Zimbabwe is in a state of free fall. It is embroiled in the worst political and economic crisis of its twenty-year history as an independent state. The crisis has negatively affected virtually every aspect of the country and every segment of the population.

Executive Summary

Zimbabwe is in a state of free fall. It is embroiled in the worst political and economic crisis of its twenty-year history as an independent state. The crisis has negatively affected virtually every aspect of the country and every segment of the population.

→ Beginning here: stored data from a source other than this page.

PR #379, opened 2025-05-06
Bugfix/fix logger instantiation

THOR300:
This Pull Request: 
---
- Is in response to failures seen during an indexing run.
- Issue is from trying to create a prefect logger from a vanilla python function with no flow or task decorator. 
- Errors are not exposed to the prefect console but can be seen in the ecs [logs](https://eu-west-1.console.aws.amazon.com/ecs/v2/clusters/prefect-fargate-cluster-prefect-mvp-staging-e0738bb/tasks/89e5a149250f46248c12d6dfd33a56fc/logs?region=eu-west-1).  
- The fix aims to solve the issue by passing in the logger object.
- This was deemed better than printing the errors (we'd lose the logging level functionality), converting the function to a flow or task (we may hit up against prefect api limits due to this being called many times).

### DIFF
--- a/flows/boundary.py
+++ b/flows/boundary.py
@@ -12,6 +12,7 @@ from collections.abc import Generator
 from datetime import timedelta
 from enum import Enum
 from io import BytesIO
+from logging import Logger
 from pathlib import Path
 from typing import Any, Iterable, Protocol, TypeAlias, TypedDict, TypeVar, Union
 
@@ -29,6 +30,7 @@ from prefect import flow, get_run_logger
 from prefect.client.schemas.objects import FlowRun, StateType
 from prefect.deployments import run_deployment
 from prefect.logging import get_logger
+from prefect.logging.loggers import LoggingAdapter
 from pydantic import BaseModel, NonNegativeInt, PositiveInt
 from vespa.io import VespaQueryResponse, VespaResponse
 from vespa.package import Document, Schema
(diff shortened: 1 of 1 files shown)


flows/boundary.py
```diff
@@ -1308,7 +1311,9 @@ def remove_feed_result_callback(
     grouped_concepts: dict[TextBlockId, list[VespaConcept]],
     response: VespaResponse,
     data_id: VespaDataId,
+    logger: Union[Logger, LoggingAdapter],
 ) -> None:
+    # FIXME: logger
```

It has exacerbated racial and ethnic tensions, severely torn the country’s social fabric, caused fundamental damage to its once-strong economy, dramatically increased the suffering of Zimbabwe’s people, accelerated a damaging brain drain, and increased the use of state-sponsored violence, the perpetrators of which operate with impunity. An HIV/AIDS epidemic only adds to the catastrophe. Significant post-independence achievements in racial reconciliation, economic growth, and development of state institutions have already been severely eroded. Zimbabwe, which after independence was one of Africa’s best hopes for establishing a healthy democracy and prosperous economy, is now descending into a cycle of poverty and repression.

The crisis has not only been an unmitigated disaster for Zimbabwe. Erosion in the value of the South African currency and the Johannesburg Stock Exchange is blamed on events in Zimbabwe. Neighbouring Mozambique, Zambia and Malawi have also been hurt economically by the drop in investor interest. Zimbabwe’s involvement in the Congo war in August 1998, driven by Mugabe's ambition both to assert his leadership in the region and to gain access to the Congo’s resources, has externalised the country's internal problems. As Zimbabwe’s troubles intensify, they increasingly will destabilise the entire southern African region. And the high profile nature of the assault on what has been an internationally linked private sector is having negative repercussions on perceptions of the investment potential for the entire continent.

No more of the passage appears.